● **Aim of the task**:
Going through the data below, please show each line containing the string "without".

● **Records supplied**:
PR #13728, opened 2026-05-19
feat(monitors): render handlebars message templates with LRU-cached compiles

marksalpeter:
## Summary

The Monitor execution loop renders two Handlebars templates per surviving monitor inside the `MonitorQueueProcessor` (name → alert title, message → alert body), and `Handlebars.compile` is the expensive step — running it per render would burn CPU on every batch.

To achieve this we:
- Added a `MonitorTemplateRenderer` class that compiles templates lazily and caches the compiled functions in an LRU keyed by template source.
- Realigned `MonitorMessageContext` to mirror [Datadog's monitor variables](https://docs.datadoghq.com/monitors/notify/variables/) by name (`comparator`, `warn_threshold`, full `is_*`/`was_*` severity pairs, plus convenience flags `is_recovery`, `is_escalation`, `is_renotify`).
- Derived every flag from a `(from, to)` Monitor pair so transitions and renotifies fall out of the data without extra params.
- Opened up `{{#and}}` and `{{#or}}` block helpers on a sandboxed `Handlebars.create()` instance — the validator allows them recursively, everything else (`if`/`unless`/`each`/`with`/`lookup`) stays rejected.
- Switched the value/threshold formatter on the metric's measure unit string (`millisecond`/`USD`/`tokens`/count types) so worker callers don't pre-format numbers.

**Note**: integration into the `MonitorQueueProcessor` is out of scope — this ticket only ships the renderer + tests. Wiring tracked separately in the monitor execution tickets.

Fixes [LFE-9811](https://linear.app/langfuse/issue/lfe-9811-add-handlebars-template-render)

## Verification

- [x] `pnpm --filter @langfuse/shared run typecheck`
- [x] `pnpm --filter @langfuse/shared exec vitest run src/features/monitor` (154 tests passing, 7 snapshots)

## Test plan

- [ ] Confirm the snapshot fixtures in `__snapshots__/template.test.ts.snap` cover every severity flag (`is_*`/`was_*`), `is_recovery`, `is_escalation`, and `is_renotify`.
- [ ] Compile a representative monitor template using `{{#and is_alert was_warning}}…{{/and}}` and verify the validator accepts it; verify `{{#if is_alert}}…{{/if}}` and `{{#each tags}}…{{/each}}` are still rejected.
- [ ] Spot-check the value formatter against each measure unit (`millisecond`, `USD`, `tokens`, count types) by rendering `{{value}} / {{threshold}}` with a 5,432 / 1,000 fixture.

### DIFF
--- a/packages/shared/src/features/monitor/template.ts
+++ b/packages/shared/src/features/monitor/template.ts
@@ -1,57 +1,105 @@
-/** template.ts contains Monitor message template validation */
+/** template.ts contains Monitor message template validation and rendering. */
+import type { MonitorSeverity, MonitorThresholdOperator } from "@prisma/client";
 import Handlebars from "handlebars";
+import { LRUCache } from "lru-cache";
+import { DAY, HOUR, MINUTE, WEEK } from "./internal";
+import type { Monitor } from "./types";
 
 /**
  * MonitorMessageContext is the allowlisted context passed to a Monitor
  * message template at render time. Templates may only reference these
- * top-level keys.
+ * top-level keys. Names mirror Datadog's monitor variables
+ * (https://docs.datadoghq.com/monitors/notify/variables/).
  */
 export type MonitorMessageContext = {
   value: string;
   threshold: string;
-  warningThreshold: string | null;
-  operator: ">" | ">=" | "<" | "<=" | "==" | "!=";
+  warn_threshold: string | null;
+  comparator: ">" | ">=" | "<" | "<=" | "==" | "!=";
   window: string;
   permalink: string;
-  tags: string[];
 
   is_ok: boolean;
-  is_warning: boolean;
   is_alert: boolean;
+  is_warning: boolean;
   is_no_data: boolean;
+  is_unknown: boolean;
 
-  is_fired: boolean;
-  is_resolved: boolean;
-  is_crossed: boolean;
+  was_ok: boolean;
+  was_alert: boolean;
+  was_warning: boolean;
+  was_no_data: boolean;
+  was_unknown: boolean;
+
+  is_recovery: boolean;
+  is_escalation: boolean;
+  is_renotify: boolean;
+
+  last_triggered_at: string;
+  last_triggered_at_epoch: string;
 };
 
 const monitorMessageContextKeys = new Set<string>([
   "value",
   "threshold",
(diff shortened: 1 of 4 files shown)


packages/shared/src/features/monitor/template.ts
```diff
@@ -87,3 +149,182 @@ const isAllowedPath = (
...
+export const DEFAULT_MONITOR_TEMPLATE_CACHE_SIZE = 1000;
+
+/**
+ * MonitorTemplateRenderer compiles Monitor message templates and caches
+ * the compiled functions in an LRU keyed by template source.
+ *
+ * `baseUrl` is the deployment URL used to build `{{permalink}}`. On the
+ * worker, pass `env.NEXTAUTH_URL`.
+ */
+export class MonitorTemplateRenderer {
```
maxdeichmann, line 182: @marksalpeter do we really need this for now? I would expect this to be fairly cheap as we dont throw thousands of these messages out for now.

packages/shared/src/features/monitor/template.ts
```diff
@@ -87,3 +149,182 @@ const isAllowedPath = (
...
+    }
+    return compiled(toMonitorMessageContext(params, this.baseUrl));
+  }
+
+  get size(): number {
+    return this.cache.size;
+  }
+}
+
+const toMonitorMessageContext = (
```
maxdeichmann, line 214: @marksalpeter this is pretty cool but cant this wait for v2?

marksalpeter: So either we should pull this and work on a feature that derives a plain english description of the alert from the query config. Or we should ship with the requirement that people write an alert message with enough context in it to be accurate. Personally I think the former is more interesting, but possibly harder than rendering a user defined message. And even if we ship the first version with that, people will requests the ability to customize the message themselves.

marksalpeter: as mentioned https://github.com/langfuse/langfuse/pull/13725#discussion_r3275950040
I will pull from scope for now.

maxdeichmann: I would have allowed people to insert any comment as a string for now.

marksalpeter:
pulling from the mvp

PR #13731, opened 2026-05-19
feat(trace): send web callouts from a trace & session

nimarb:


martingarramon (commented):
Security model reads clearly to me: host/IP validation remains the SSRF boundary, so `allowedPorts: "any"` seems like a reasonable tradeoff for browser callback URLs on non-standard dev ports. The composite index on `(project_id, enabled)` also covers the `.enabled` query well.

One small issue: `packages/shared/src/server/webhooks/validation.ts:49` still hardcodes `"Only ports 80 and 443 are allowed"`. That's accurate for the default case, but misleading when `allowedPorts` is a custom list — a caller passing `["8080"]` would see the wrong message.

LGTM otherwise.

nimarb:
@chatgpt-codex-connector review

nimarb:
@claude review

PR #13732, opened 2026-05-19
feat(monitors): add MonitorScheduler with slot-based batching

marksalpeter:
## Summary

Monitor evaluation needs a scheduler that ticks every second, claims due
monitor rows for its slot, and emits one `MonitorQueueEvent` per
`schedulerBatchId` group onto a sharded `MonitorQueue` for the downstream
processor.

To achieve this we:
- Added the sharded `MonitorQueue` Redis class + `QueueName.MonitorQueue` / `QueueJobs.MonitorJob` registration so the scheduler has a publish target (deferred from [LFE-9808](https://linear.app/langfuse/issue/LFE-9808/add-monitor-shared-zod-and-queue-schemas)).
- Added `MonitorScheduler` in `@langfuse/shared` with dependency-inverted Prisma + publish hooks; its `tick(scheduledAt)` runs a `SELECT FOR UPDATE SKIP LOCKED` claim, a single combined `UPDATE` that advances `next_run_at` for every claimed row and gate-publishes ACTIVE rows on first-run / prior-run-done / 5-minute-TTL, and a `GROUP BY scheduler_batch_id` final select.
- Added `MonitorSchedulerRunner` in `worker` that extends `PeriodicExclusiveRunner` for per-slot leader election (lock key `langfuse:monitor-scheduler:<slot>`, `onUnavailable: "fail"`), uses a 1s cadence, and routes each event to the correct `MonitorQueue` shard via `${projectId}-${schedulerBatchId}`.
- Wired `LANGFUSE_MONITOR_SCHEDULERS` (default `0` — opt-in) and instantiated one runner per slot in `worker/src/app.ts`.

**Note**: The RFC's three-stage CTE collapses into one combined `UPDATE` because Postgres forbids updating the same row twice in a single statement. Semantics are unchanged. The RFC's `jobId = "${schedulerBatchId}:${scheduledAt}"` becomes `${schedulerBatchId}-${scheduledAt.getTime()}` because BullMQ custom job IDs cannot contain `:`; dedupe semantics are identical.

**Note**: The downstream `MonitorQueueProcessor` (consumer side) is tracked separately.

Fixes [LFE-9812](https://linear.app/langfuse/issue/LFE-9812/add-monitorscheduler-with-slot-based-batching)
Related to [LFE-9808](https://linear.app/langfuse/issue/LFE-9808/add-monitor-shared-zod-and-queue-schemas)

## Verification

- [x] `pnpm --filter @langfuse/shared run test` (101 tests pass)
- [x] `pnpm --filter worker run lint`
- [x] `pnpm --filter worker run test monitorScheduler.test` (8 tests pass)
- [x] `pnpm --filter web run lint`
- [x] `pnpm exec turbo run typecheck --filter=web --filter=worker --filter=@langfuse/shared --force`

## Test plan

- [ ] Set `LANGFUSE_MONITOR_SCHEDULERS=2` on a worker, seed a few monitor rows across slots, confirm both slots tick independently and publish jobs land on the expected shards
- [ ] Run two worker pods with the same `LANGFUSE_MONITOR_SCHEDULERS=1`, verify only one publishes per tick (other reports lock miss)
- [ ] Pause a monitor and confirm `next_run_at` still advances but `last_published_run_at` never moves
- [ ] Stall a monitor's `last_completed_run_at` for >5 min and confirm the scheduler re-publishes

### DIFF
--- a/.github/workflows/pipeline.yml
+++ b/.github/workflows/pipeline.yml
@@ -222,6 +222,7 @@ jobs:
         run: pnpm --filter @repo/eslint-plugin run test
 
   tests-shared:
+    timeout-minutes: 15
     runs-on: blacksmith-4vcpu-ubuntu-2404
     needs:
       - pre-job
@@ -230,9 +231,9 @@ jobs:
       - uses: actions/checkout@de0fac2e4500dabe0009e67214ff5f5447ce83dd # v6.0.2
         with:
           persist-credentials: false
-      - uses: pnpm/action-setup@8912a9102ac27614460f54aedde9e1e7f9aec20d # v6.0.5
+      - uses: pnpm/action-setup@739bfe42ca9233c5e6aca07c1a25a9d34aca49b0 # v6.0.7
         with:
-          version: 10.33.0
+          version: 11.1.3
       - name: Use Node.js ${{ env.NODE_VERSION }} without cache
         if: env.CI_CACHE_ALLOWED != 'true'
         uses: actions/setup-node@48b55a011bda9f5d6aeb4c2d9c7362e8dae4041e # v6.4.0
--- a/.github/workflows/pipeline.yml
+++ b/.github/workflows/pipeline.yml
@@ -221,6 +221,42 @@ jobs:
       - name: run eslint-plugin tests
         run: pnpm --filter @repo/eslint-plugin run test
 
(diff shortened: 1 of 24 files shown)


marksalpeter:
closed in favor of #13874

● **Answer section**:
- Derived every flag from a `(from, to)` Monitor pair so transitions and renotifies fall out of the data without extra params.
       - name: Use Node.js ${{ env.NODE_VERSION }} without cache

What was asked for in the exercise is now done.